Produce an exact copy of all records below.

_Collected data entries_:
"""

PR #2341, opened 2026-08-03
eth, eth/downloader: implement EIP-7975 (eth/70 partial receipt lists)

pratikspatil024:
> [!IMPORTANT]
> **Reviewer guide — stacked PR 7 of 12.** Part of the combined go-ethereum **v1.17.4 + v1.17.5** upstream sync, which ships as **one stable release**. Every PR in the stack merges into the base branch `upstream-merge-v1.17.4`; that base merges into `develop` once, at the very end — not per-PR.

"""

_Your response_:
PR #2341, opened 2026-08-03
eth, eth/downloader: implement EIP-7975 (eth/70 partial receipt lists)

pratikspatil024:
> [!IMPORTANT]
> **Reviewer guide — stacked PR 7 of 12.** Part of the combined go-ethereum **v1.17.4 + v1.17.5** upstream sync, which ships as **one stable release**. Every PR in the stack merges into the base branch `upstream-merge-v1.17.4`; that base merges into `develop` once, at the very end — not per-PR.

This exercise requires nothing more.